_Exercise details_. Please report every line in the entries that contains the string "used".

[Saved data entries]

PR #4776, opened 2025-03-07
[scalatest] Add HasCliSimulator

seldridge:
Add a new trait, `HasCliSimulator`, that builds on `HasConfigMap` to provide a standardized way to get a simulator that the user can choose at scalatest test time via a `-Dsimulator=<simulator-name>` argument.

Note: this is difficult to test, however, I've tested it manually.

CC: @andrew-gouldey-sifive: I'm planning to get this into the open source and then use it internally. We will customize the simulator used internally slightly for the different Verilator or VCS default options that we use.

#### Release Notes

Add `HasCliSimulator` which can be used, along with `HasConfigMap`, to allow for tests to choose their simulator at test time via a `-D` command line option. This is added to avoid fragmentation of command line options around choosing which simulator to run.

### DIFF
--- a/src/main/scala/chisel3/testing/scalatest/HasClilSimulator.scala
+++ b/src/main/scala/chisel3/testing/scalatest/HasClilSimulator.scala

--

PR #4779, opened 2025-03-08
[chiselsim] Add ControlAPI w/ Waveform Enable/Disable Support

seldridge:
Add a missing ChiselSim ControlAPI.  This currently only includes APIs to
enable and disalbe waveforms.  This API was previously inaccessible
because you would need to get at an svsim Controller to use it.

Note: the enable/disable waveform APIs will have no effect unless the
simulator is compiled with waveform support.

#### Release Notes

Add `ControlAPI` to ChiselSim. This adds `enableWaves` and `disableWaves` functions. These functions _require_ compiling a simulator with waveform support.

* * *

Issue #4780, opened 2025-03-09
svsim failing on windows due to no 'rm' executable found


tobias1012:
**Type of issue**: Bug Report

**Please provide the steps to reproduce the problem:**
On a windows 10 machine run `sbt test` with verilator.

_Exercise response_.
CC: @andrew-gouldey-sifive: I'm planning to get this into the open source and then use it internally. We will customize the simulator used internally slightly for the different Verilator or VCS default options that we use.
Add `HasCliSimulator` which can be used, along with `HasConfigMap`, to allow for tests to choose their simulator at test time via a `-D` command line option. This is added to avoid fragmentation of command line options around choosing which simulator to run.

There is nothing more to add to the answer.